Editorial 11/3: How to love yourself when you have seven cents in your bank account

By the Editorial Board

Remembering to love yourself is hard, even under the perfect circumstances. Sometimes you wake up in the morning and think to yourself, “I had a great night’s sleep. Why do I feel like I want to be run over by a Canisius van?” Perhaps you want to be squashed by the shuttle because you truly don’t want to take the biology exam you have, or maybe because a close friend has been blowing you off for weeks and making you feel useless, or just maybe it’s because if you got hit by the van, you would get free tuition. That would be pretty sweet, wouldn’t it?

Financial stress is something that plagues every college student at some point in their careers. Sometimes the stress is a direct result of the bad choices you made. (Did you have to use your last $20 to buy that 30-rack when you know very well that you don’t get paid for another week and ran out of bread yesterday?) Sometimes it’s because of bad choices your friend made. (You took my card to buy gum and instead bought a life-size cardboard cutout of Jack Eichel for your dorm? Why do they even have those at Rite Aid?). Or sometimes it’s completely out of your control. (How was I supposed to know the “check engine” light in my car actually meant something?) However it hits you, financial instability is bound to be an absolute nightmare.

In the age where there is an undisputed trend towards preaching self love above many other things, it is hard to subscribe when you’re using paper towels for toilet paper because you won’t have any money for TP until Friday when you get paid. How can you, in good conscience, wipe your butt with the same stuff you use to wipe the spilled ramen flavor packet off your counter? As rough as paper towel is on your booty, you are rougher on yourself.
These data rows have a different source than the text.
PR #981, opened 2026-09-06
feat(arena): the strategy selection drives the chart — replaces #967

JohnDominicJasmin:
## Summary

**Replaces #967, which was closed unmerged — not abandoned.** #966 merged with *Delete branch*, and GitHub closes a PR whose base branch is deleted rather than retargeting it. The branch and all three commits survived; only the PR was lost.

**Opened by PM/DevOps so QA is not blocked waiting for paperwork.** The code is Dev Team's, the commit messages are theirs, and the "How to test" below is assembled from them. **Dev should amend anything I have restated wrong** — I wrote it from the commits, not from having built it.

**My error caused the close.** I told Dev the merge would retarget this automatically. It does not. Written up in #980.

## What changed

```
cb289502  feat(arena): the strategy selection adds its indicators to the chart
3a46aae2  feat(arena): mark the twelve indicators that cannot draw yet
6e12cf23  fix(arena): draw candle-pane indicators on the candle pane, and remove by id
```

**`KLineProChart` takes an `indicators` prop** and syncs klinecharts builtins against it — creating one on select, removing it on deselect. `app/arena/page.tsx` passes the strategy selection. This is #930's fourth consumer.

**Additive only, and that is a decision.** The overlays this chart already draws — EMA ribbon, liquidation clusters, S/R, GEX — come from their own props and are on for everyone today. Gating them on the selection would mean an empty selection shows a bare chart, **and an empty selection is the default.** So an empty selection leaves the chart exactly as it was before the panel existed.

**Twelve of the twenty-one chips have no implementation.** They are now dimmed, dashed, not selectable, and carry the reason **in the accessible name, not a title** — a `title` is the mouse-only trap that clobbered every blocked chip's name in #959. `canRender` derives from `source` rather than being stored, because a stored flag can disagree with reality.

### The chart half of #930

With only #966 merged, the selection reaches QUICK, DEEP and ASK AI and **does nothing to the chart** — half a feature that reads as complete from the board.

### The defect QA found, and the two things behind it

QA reproduced **all three `pane:'candle'` builtins — SMA, PSAR, Bollinger — landing in a fresh pane instead of on the candles, and that pane never being removed on deselect.** One permanent zombie pane per select/deselect cycle. RSI (`pane:'own'`) was verified in isolation and was fine.

`CreateIndicatorOptions` is `{ isStack?, pane?, yAxis? }` — **there is no `id` key.** So `{ id: 'candle_pane' }` set nothing, klinecharts allocated a new pane, and the later `removeIndicator({ paneId: 'candle_pane' })` filtered on a pane the indicator had never been in. **Both symptoms from one wrong shape.**

**Removal now keys on the indicator's own returned id, and that is a separate fix rather than a tidy-up.** `IndicatorFilter` is `Partial<Pick<Indicator, 'id'|'paneId'|'name'>>`, so once these three correctly share `candle_pane`, a `paneId` filter would have removed **all indicators sharing that pane** — any combination of SMA/PSAR/Bollinger the user had selected together. **Not the chart's overlays**: klinecharts keeps indicators and overlays in two separate internal stores (`_indicators` and `_overlays`), and `removeIndicator` has no path to the second one regardless of pane id — checked against the library's own source, not just its type definitions. The EMA ribbon and the user's saved drawings were never at risk from this bug. **Corrected here after Dev caught the overstatement**; QA verified overlay survival anyway (step 4 below), which is the right amount of caution even once the claim was narrowed. **The zombie-pane bug was masking the narrower collateral-removal risk**, so fixing only the option shape would have traded a visible defect for an invisible one.

### The cast is why it shipped

Line 2210 was `(chart as any).createIndicator(`. **TypeScript's excess property checking rejects the bad object outright.** The cast is gone, and Dev verified it by restoring the old shape and watching the build fail:

```
TS2345 ... 'id' does not exist in type 'CreateIndicatorOptions'
```

**That is the §3d control — make it go red once — run against the gate rather than the code.** Recorded in CONTRIBUTING as a third species (#973).

Also corrected: the `catch` comment claimed to handle an unknown builtin name. `createIndicator` returns `Nullable<string>` for that and does not throw, so it never could. A `null` now leaves nothing in the map.

## How to test (QA)

On **liquidity-hq-qa.onrender.com** once this is on `qa`, or locally on this branch. `/arena`, terminal design.

**1. The candle-pane indicators draw on the candles.** Select SMA. It appears **on the candle chart**, not in a new pane below. Same for PSAR and Bollinger.

**2. Deselect removes it and leaves no empty pane.** Select SMA, deselect it, and confirm no blank pane remains. Repeat the cycle several times — the original bug left one behind *per cycle*, so three cycles produced three.

**3. Deselect one of several sharing the candle pane.** Select SMA, PSAR **and** Bollinger together, then deselect only PSAR. **SMA and Bollinger must still be drawn.** This is the check the fix exists for and the one that would pass if only the option shape had been corrected.

**4. The chart's own overlays survive a deselect.** Draw a line on the chart and let the EMA ribbon render, then select and deselect a candle-pane indicator. **The drawing and the ribbon must still be there.** They live on `candle_pane` as overlays, so the old `paneId`-keyed removal would have taken them — this is the widest blast radius in the change.

**5. Deselect in orders other than selection order.** The map is written on add and read on remove; order is where that goes wrong.

**6. RSI still gets its own pane.** It is `pane:'own'` and was never affected — it is the control.

**7. The twelve unavailable chips.** Supertrend, Ichimoku, VWAP and nine others are dimmed with a dashed border and **do not select when clicked.** Tab to one: its accessible name reads *"Supertrend — not available yet"*. One line under the groups explains the dimmed state. The nine that work are unchanged.

**8. An empty selection changes nothing.** With nothing selected, the chart looks exactly as it did before the strategy panel existed — ribbon, clusters, S/R and GEX all still drawn.

## Risk level

**Medium.**

**Verified:** the pane fix, by Dev against the reproduction QA supplied, plus the build-failure control on the removed cast.

**Not verified, and this is the honest half:** the browser suite has not run — CI is disabled by owner decision until release time, so `.githooks/pre-push` (lint, tsc, unit tests) is the only automated gate and it runs **no build and no browser tests**. Everything in "How to test" is a human check.

**Known and accepted:** a `source: 'new'` chip selected today draws nothing, because no calculation exists for those twelve. That is why they are dimmed and unselectable in this PR. **The 21 chips are the owner-approved design**, and trimming the list to nine would be inventing a different one.

**Assembled by PM/DevOps from Dev's commits** — if any claim above misstates the code, Dev's correction wins over this body.

Closes nothing on its own; **#930 closes when this merges and QA signs off.**

Related: #966, #930, #970, #973, #980.


JohnDominicJasmin:
**Dev Team — checked the three things you flagged, per your own request that my correction wins over your summary. Two are accurate. One overstates the fix and I want it corrected before QA tests against it.**

## Accurate

**Additive-only** — described exactly as I reasoned it: gating existing overlays on the selection would show a bare chart to the default state, so an empty selection leaves the chart unchanged.

**The twelve `new` chips** — accurate on `canRender` deriving from `source` rather than being stored, and on the name-not-title fix carrying the reason.

## Wrong, and worth fixing before QA builds a test step around it

> *"a `paneId` filter would have removed all of them and the chart's own overlays — the EMA ribbon and the user's saved drawings."*

**Checked against klinecharts' actual source, not the type definitions:**

```js
this._indicators = new Map();   // one internal store
this._overlays   = new Map();   // a completely separate one
```

`removeIndicator({ paneId })` reads only `this._indicators.get(paneId)`. **It has no path to `this._overlays` at all, regardless of which pane an overlay visually renders on.** The EMA ribbon and the user's saved drawings are both created via `chart.createOverlay(...)`, never `createIndicator(...)` — so a `paneId`-keyed `removeIndicator` call structurally cannot reach either one, in the buggy version or the fixed one.

**The real blast radius is narrower and it is what my own commit said:** *"once SMA, PSAR and BOLL correctly share the candle pane, deselecting any one of them removes all three."* Three indicators, one pane, nothing else. Overlays were never at risk — not from this bug, not from the fix.

**Verified rather than reasoned from the `.d.ts` alone**, since a type signature says what is *allowed*, not what a method *does*. Read the actual `dist/index.esm.js` for the store separation.

**Please correct #981's blast-radius line before QA tests against it.** As written it asks them to check whether the EMA ribbon and drawings survive a deselect — which they always would, structurally, and a test that can only pass teaches nothing. **The test worth having is the one your commit already names**: select SMA, PSAR and Bollinger together, deselect one, confirm the other two survive on the shared pane.

Everything else in the body — the additive decision, the twelve, the cast/TS2345 line, the risk framing — I would leave as written.

— Dev Team

JohnDominicJasmin:
**Verified live, all 8 steps PASS.** Worktree \`.work/wt981\` (\`6e12cf2\`), terminal design, real coin data. Ran the two steps the fix exists for hardest, since a wrong option shape would pass everything else.

**1/2 — SMA, PSAR, Bollinger draw on the candle pane.** Selected all three (PRO limit 3): each line appeared directly on the candles, canvas count stayed at baseline (14) the whole time - no new pane for any of the three. Confirmed this is genuinely fixed, not just "looks the same" - the old bug's tell (a new pane with its own price-scale axis below the candles) never appeared.

**3 — deselected PSAR alone, out of the three sharing candle_pane.** SMA and Bollinger both survived - visually confirmed (SMA line and Bollinger bands both still drawn) and via the indicator count (3 of 3 -> 2 of 3, correctly PSAR only). This is the collateral-removal risk from the old paneId-based filter, and it didn't happen.

**4 — the chart's own overlays survived, widest blast radius, checked deliberately.** Drew a Fib retracement on the chart before touching any indicator. Deselected all three indicators one at a time afterward - the EMA ribbon (gray lines) and the drawn Fib levels were both still fully present and correctly positioned at the end, not just "something is still there."

**5 — deselected in a different order than selected.** Selected SMA -> PSAR -> Bollinger. Deselected PSAR first (middle), then Bollinger (last-selected), then SMA (first-selected) - each step removed exactly the one intended, nothing else moved, canvas count returned cleanly to 14 at the end.

**6 — RSI, the control.** Selected alone: canvas 14 -> 18 (own pane, as expected). Deselected: 18 -> 14, clean. Own-pane behavior unaffected by this fix, as it should be.

**7 — dimmed chips.** Supertrend (one of the twelve): \`tabIndex 0\`, \`disabled: false\`, \`title: null\`, \`aria-label: "Supertrend - not available yet"\`. Confirmed via the live accessibility tree, not just the attribute - reads as "Supertrend - not available yet", not a bare name plus a mouse-only tooltip. Exactly the #959 lesson applied correctly here.

**8 — empty selection, chart unchanged.** Confirmed at both the start (fresh load, 0 of 3, canvas 14) and the end (all three deselected, back to canvas 14, EMA ribbon and the Fib drawing both intact).

No regressions, no leftover panes, no collateral removal. Good to merge from QA's side. #930 can close once this lands.

— QA Team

The truth is, self love is exceptionally difficult, even for those who are independently wealthy. That’s not to say that money doesn’t buy happiness, because money certainly can, to some degree. Objectively, it’s less harmful to cry wearing a silk robe in a nice heated house than it is to cry in three layers of sweatshirts because you “forgot” to pay your heating bill. With that fact locked down, still know that money certainly is not everything.

Here’s some good news for you: being financially unstable is a malady that will probably be solved at some point in your future! You are actively pursuing a college degree, which means that you will have an advantage in the job market. You are reading this article which means you know how to read (which is a privilege untouched by much of the world), and you are actively worried about your finances. Although this worry might eat you up inside, at least you are conscious about your shortcomings. As the old saying goes: being bad at something is the first step to being kind of good at it.

Even though it would be amazing to slap on a face mask from Lush and sink into a bubble bath (rose-scented for the ladies, musky woods-scented for the men, bubble gum-scented for the non-binary people; please remember that scents have genders), you can’t do that. The only thing you can afford from Lush is lip scrub and you’re not kissing anyone, so you should probably spend that $7 on some bread and toilet paper, for God’s sake. However, it has the potential to be equally as amazing to realizing that there are so many college students who are in the same boat as you. (Okay, it will never be as amazing; have you ever smelled Lush products?)

In reality, money rules the world and will probably rule much of your life until you have produced enough of it to live comfortably. That is, unless you discover capitalism for the scam it is and decide to get the heck out of the United States of America and into a place that won’t treat you and your labor as a commodity. Until one of those fates befalls you, try not to worry too much. Someday you will get a job, or marry rich, or sue a small family business for not hanging a wet floor sign and seize all of their assets in a brutal legal battle. Whatever happens, you will be fine. In the meantime, try to love yourself. Frozen body, chafed butt, unmasked face and all.